Karim Chafi, joint au téléphone, s’inquiète de ce climat d’insécurité et du sentiment d’impuissance qui gangrène les victimes. Il a saisi lui aussi la Ministre de l’Intérieur l’an dernier, le chef de cabinet de cette dernière lui signale que le préfet de l’Aisne a été saisi pour un examen attentif et approprié de la situation. Résultat : M. Chafi attend toujours des nouvelles.

La municipalité de Chauny, prompte à effacer les inscriptions nazies sur la façade de la piscine municipale, l’a été beaucoup moins pour traiter la façade de M. Olezyk, taggée de deux croix gammées doublées du slogan : « La France blanche ». L’adjoint au maire aux sports, Mr Gwenaël Nihouarn, a même osé accuser M. Chafi de souffler sur les braises du communautarisme sous couvert humanitaire, et de faire ainsi le jeu du Front National. Il faisait référence à un match de football de solidarité organisé par l’AJIR suite au bombardement de la bande de Gaza en janvier dernier. D’après M. Chafi : « En interpellant Madame la Ministre de l’Intérieur sur la situation pour le moins inquiétante qui sévit à Chauny, je délivre un message sur le laxisme de notre équipe municipale qui a jugée inutile la venue du Préfet sur Chauny. Pourtant, nous estimons que sa présence s’impose, car le préfet n’a pas manqué de venir quand des voitures ont brûlé en novembre 2005 »

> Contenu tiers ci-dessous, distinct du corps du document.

PR #534, opened 2018-07-15
Drupal Views CiviCRM: Allow Participant record to be used from Event.

JohnFF:
Under Drupal Views, there's no relationship that allows a Contact to be connected to an Event by a Participant record.

Outstanding feature: currently using this allows all the default Contact fields, but not custom ones.

### DIFF
--- a/modules/views/civicrm/civicrm_handler_relationship_participant.inc
+++ b/modules/views/civicrm/civicrm_handler_relationship_participant.inc
@@ -1,0 +1,71 @@
+<?php
+
+/**
+ * This relationship handler is used when joining the civicrm_relationship table
+ * to the civicrm_contact table. This handler allows us to optionally add conditions
+ * to the join clause based on relationship_type_id and is_active.
+ */
+class civicrm_handler_relationship_participant extends views_handler_relationship {
+  static $participant_types;
+
+  /**
+   * Preload the list of relationship_types and store in the static variable
+   * $relationship_types
+   */
+  public function construct() {
+    parent::construct();
+
+    if (!civicrm_initialize()) {
+      return;
+    }
+    require_once 'CRM/Core/PseudoConstant.php';
+
+    self::$participant_types = CRM_Core_PseudoConstant::participantRoles();
+  }
+
+  /**
+   * Add additional options for relationship_type and relationship_state
+   * to the view. By defining these here, Views will take care of saving the
+   * values submitted from the options form.
+   */
+  public function option_definition() {
+    $options = parent::option_definition();
+    $options['participant_type'] = array('default' => 0);
+    return $options;
+  }
+
+  /**
+   * Add relationship_type drowndown and relationship_state checkbox to
+   * relationship configuration form.
+   */
+  public function options_form(&$form, &$form_state) {
+    parent::options_form($form, $form_state);
+
+    $form['participant_type'] = array(
+      '#type' => 'select',
+      '#multiple' => TRUE,
+      '#title' => 'Choose a specific Participant type',
+      '#options' => self::$participant_types,
+      '#description' => t('Choose to limit this relationship to one or more specific types of CiviCRM Participant.'),
+      '#default_value' => $this->options['participant_type'],
+    );
+  }
+
+  /**
+   * Modify the default views relationship query to optionally specify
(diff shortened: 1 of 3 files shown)


JohnFF:
@eileenmcnaughton this is what I meant by code that allows Drupal Views to have a relationship between Events and Contacts via Participant record. The default Contact fields are usable via the relationship, but custom ones are not. Of course, you can create a new relationship joining the Contact ID to the Contact Record which allows custom fields, but this seems extra - it'd be good to have them visible automatically if possible.

JohnFF:
Hi @colemanw - do you know when this PR may make its way into a release? Also, the check above sounds borked - 3 spaces? Surely it should be 2. First bit of feedback you ever gave me IIRC... :)

modules/views/civicrm/civicrm_handler_relationship_participant.inc
```diff
@@ -0,0 +1,71 @@
...
+  /**
+   * Add additional options for relationship_type and relationship_state
+   * to the view. By defining these here, Views will take care of saving the
+   * values submitted from the options form.
+   */
+   public function option_definition() {
+    $options = parent::option_definition();
+    $options['participant_type'] = array('default' => 0);
+    return $options;
+  }
```
jackrabbithanna: add space here

jackrabbithanna:
Some small code style test failures

check out the spaces around lines 31-35...
32-35 need an additional space before the code

Fix those up and we'll rerun the Jenkins tests to see if that gets them

colemanw:
Code looks good to me aside from the nitpicks from Jenkins :)
Has anyone tested it out by running it? Soon as we get someone saying "works for me" then I think we're good.

modules/views/civicrm/civicrm_handler_relationship_participant.inc
jackrabbithanna: actually do 26-34 have one too many space

JohnFF:
Hi @colemanw @jackrabbithanna ,
I'm using this myself - but I have a question... This relationship allows access to default Contact fields. Fine. But in order to use Custom Contact Fields you have to create a new relationship to contact. 

I think a big improvement would be to allow contact custom fields across the Participant relationship, seeing as the default behaviour is to allow standard contact fields. How can we do that?

colemanw:
I'm not familiar enough with the Views-CiviCRM code, sorry.

JohnFF:
@torrance @seamuslee001 @laryn < I'm asking you because you have recent CiviCRM Drupal Views Relationships commits in a similar area. Do you know the answer to the above question? How a Relationship can access not just the standard fields on a Contact but the Custom fields as well?

laryn:
Sorry, I don't know – but I do agree it would be an improvement!

JohnFF:
Requires https://github.com/civicrm/civicrm-core/pull/12622 to be merged before this can be!

colemanw:
I believe it no longer needs the above?

modules/views/civicrm/civicrm_handler_relationship_participant.inc
```diff
@@ -0,0 +1,71 @@
...
+   * Preload the list of relationship_types and store in the static variable
+   * $relationship_types
+   */
+  public function construct() {
+    parent::construct();
+
+    if (!civicrm_initialize()) {
+      return;
+    }
+    require_once 'CRM/Core/PseudoConstant.php';
```
seamuslee001, line 21: is this needed if civicrm is initialised?

eileenmcnaughton: nope - but I discussed with @JohnFF & he's gonna use the api instead

JohnFF:
True.

modules/views/civicrm/civicrm_handler_relationship_participant.inc
JohnFF: @seamuslee001 the CiviCRM initialise check is still needed most likely, because the API call comes next. I am now using the API, so the PseudConstant.php require is removed.

JohnFF:
@eileenmcnaughton @colemanw @seamuslee001  - new PR made. This one is closed.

Ajoutons que la section Front National de Chauny entend surfer sur cette vague en créant une association nommée « Contre le racisme anti-blanc ». Le porteur de ce projet tient tout de même à préciser qu’elle n’aura pas de « caractère politique » et ajoute que : « Tous ceux qui auront des idées néo-nazies, nous n’en voulons pas ». Nous voici rassurés.

M. Chafi conclut ainsi notre entretien : « Nous nous sentons complètement démunis, j’ai l’impression d’avoir utilisé tous les recours à ma disposition. Hélas, sans résultat ».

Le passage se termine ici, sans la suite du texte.